Scirus.com is a database holding records of academic publications, some general interest articles and patent filings. For nanotechnology, for example, it holds records of 8,007 patent filings for nanotechnology. Now, some of them are me-too patents, some are copycats, and probably some are absurd. But gaming the system and foolish patents have always been a part of the patent process, so they shouldn't change percentages much.

Of those 8,007 patents that have nanotechnology in the title, abstract or text, 7,007 were filed in the past 5 years.  That's 88%. Almost a quarter--23%--were filed last year alone. That's one reason why I think nanotechnology will be to this century what electricity was to the last.

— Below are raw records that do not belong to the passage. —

PR #14286, opened 2022-06-13
Raising maximal character's body size

Kush1Push1:
## About The Pull Request

Getting custom character's body size to the same limit as oversized quirk has.

A possibility to _**roleplay**_ as a large character without mechanical necessity to slowdown at each airlock/without debuffs from oversized's quirk, as well as buffs.

## Changelog

qol: Raised maximal character's size from 1.5 to 2.


Gandalf2k15:
Absolutely not, this is not acceptable. This range should be going DOWN not up. The quirk was there to allow people that wanted bigger sprites to have them, while being restricted to vet crew and having many downsides, because the sprite size was obnoxious.

Kush1Push1:
Well, that was fast

PR #14313, opened 2022-06-14
[MODULAR] Fixes xeno-tail wag and MOD visibility

desertmote:
## About The Pull Request
This tail had a unique case where it would get hidden beneath MOD stuff. This was because it lacked '_primary' at the end of its icon_state name, even if it was listed as `color_src = USE_ONE_COLOR`.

Biotechnology has been around a lot longer, so the numbers are larger. There are a total of 133,212 patent filings in the Scirus database. But again, 69,146 have been filed in the past 5 years, or 52%. And 14,475 were filed in the past year, or 11%.

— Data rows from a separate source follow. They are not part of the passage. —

PR #14368, opened 2022-06-16
[MODULAR] Make Vendors Have at Least 5 of Cosmetic Clothing!

RimiNosha:
## About The Pull Request

Makes it so ClothesMate and AutoDrobe vendors have five of every item in a modular way!  
New to DMM, so if there's a preferred way to do this, let me know!

Having to miss out on your favourite outfit cause someone already bought it is kinda meh, right?

## Changelog

:cl:
balance: NanoTrasen has updated their clothing contracts to stock five of every clothing available in AutoDrobe and ClothesMate vendors.
/:cl:


tf-4 (approved):

modular_skyrat/modules/modular_vending/code/vending.dm
```diff
@@ -13,7 +15,12 @@
 		premium += skyrat_premium
 	if(skyrat_contraband)
 		contraband += skyrat_contraband
-
+	if(skyrat_amount_override)
+		for (var/item in products)
+			products[item] = 5
```
ghost: This currently doesn't actually use the 'amount override' variable, it just forces 5 no matter what. If you put 'products[item] = skyrat_amount_override' then it'll actually use whatever we supply the vendor

Regardless, this is a bit of a troublesome way of doing it, as it sets ALL items to five - no more, no less.
I can look into helping improve it sometime later but git on phones SUCKS OH GOD

RimiNosha: Yea, I did think about checking if the item is a subtype of clothing and make sure there no armour or special tags for it before setting to 5-8 on every single vendor- though I've no idea how well that'd work.

Also, I can't believe I missed that! Will fix!

modular_skyrat/modules/modular_vending/code/vending.dm
```diff
@@ -13,7 +15,12 @@
 		premium += skyrat_premium
 	if(skyrat_contraband)
 		contraband += skyrat_contraband
-
+	if(skyrat_amount_override)
+		for (var/item in products)
+			products[item] = skyrat_amount_override
```
Iamgoofball:
```suggestion
			if(products[item] < skyrat_amount_override)
				products[item] = skyrat_amount_override
```

modular_skyrat/modules/modular_vending/code/vending.dm
```diff
@@ -13,7 +15,12 @@
...
+		for (var/item in premium)
+			premium[item] = skyrat_amount_override
```
Iamgoofball:
```suggestion
			if(premium[item] < skyrat_amount_override)
				premium[item] = skyrat_amount_override
```

Iamgoofball: These two changes will prevent already above 5 items from getting reduced down to 5, ie. Families clothing, which is meant to be available in bulk.

RimiNosha: Yup, I do have that in my local repo already, I just haven't pushed it yet!

RimiNosha:
I've now made it so this just applies to every vendor, and excludes items with the any of the following traits: `CHUNKYFINGERS`, `FASTMED`, `QUICK_CARRY`, `QUICKER_CARRY`, along with excluding certain paths of items from being affected, such as `/obj/item/clothing/suit/armor`

Thoughts?

ghost:
> I've now made it so this just applies to every vendor, and excludes items with the any of the following traits: `CHUNKYFINGERS`, `FASTMED`, `QUICK_CARRY`, `QUICKER_CARRY`, along with excluding certain paths of items from being affected, such as `/obj/item/clothing/suit/armor`
> 
> Thoughts?

might be best to make sure it doesnt apply to anything thats not a clothing item period, else vendors such as the medical vendor can vend, say, 5 crew trackers, or the secvend spawn 5 webbings.
Are webbings a clothing item? 🤔

tf-4:
I feel like having it on all vendors is gonna have unintended side effects

RimiNosha:
> > I've now made it so this just applies to every vendor, and excludes items with the any of the following traits: `CHUNKYFINGERS`, `FASTMED`, `QUICK_CARRY`, `QUICKER_CARRY`, along with excluding certain paths of items from being affected, such as `/obj/item/clothing/suit/armor`
> > Thoughts?
> 
> might be best to make sure it doesnt apply to anything thats not a clothing item period, else vendors such as the medical vendor can vend, say, 5 crew trackers, or the secvend spawn 5 webbings. Are webbings a clothing item? 🤔

Your first point is already taken care of, it doesn't touch anything that isn't a subpath of clothing

Secondly, I think belts and bags are not under clothes, but I'll double check and add cases for belts and backpacks if need be!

Robotics sits in the middle of this package. There are 22,097 patent filings for robotics on Scirus. 9,992 have been filed in the past 5 years, or 45%. And 9% were filed in the past year.

These fields are set to explode on the scene today, changing just about everything from healthcare to defense to manufacturing, from transportation, to green technology to education.

The robotic legs on upcoming versions of domestic robots (yes, they will baby-sit), will transition into implants for those who cannot walk. The nanotech composite coatings used to protect materials and reduce friction will be in everything. The biotechnology wonders that will target tumors will be guided to their target by nanotech robots.

A senior executive at Google told me last year that the next 6 years would be more action-paced than the past 12--a timespan that covered the life of his company, the diffusion of the mobile phone and a whole lot more. And I think he was understating the issue.

But like I said earlier, it's going to be a wild ride.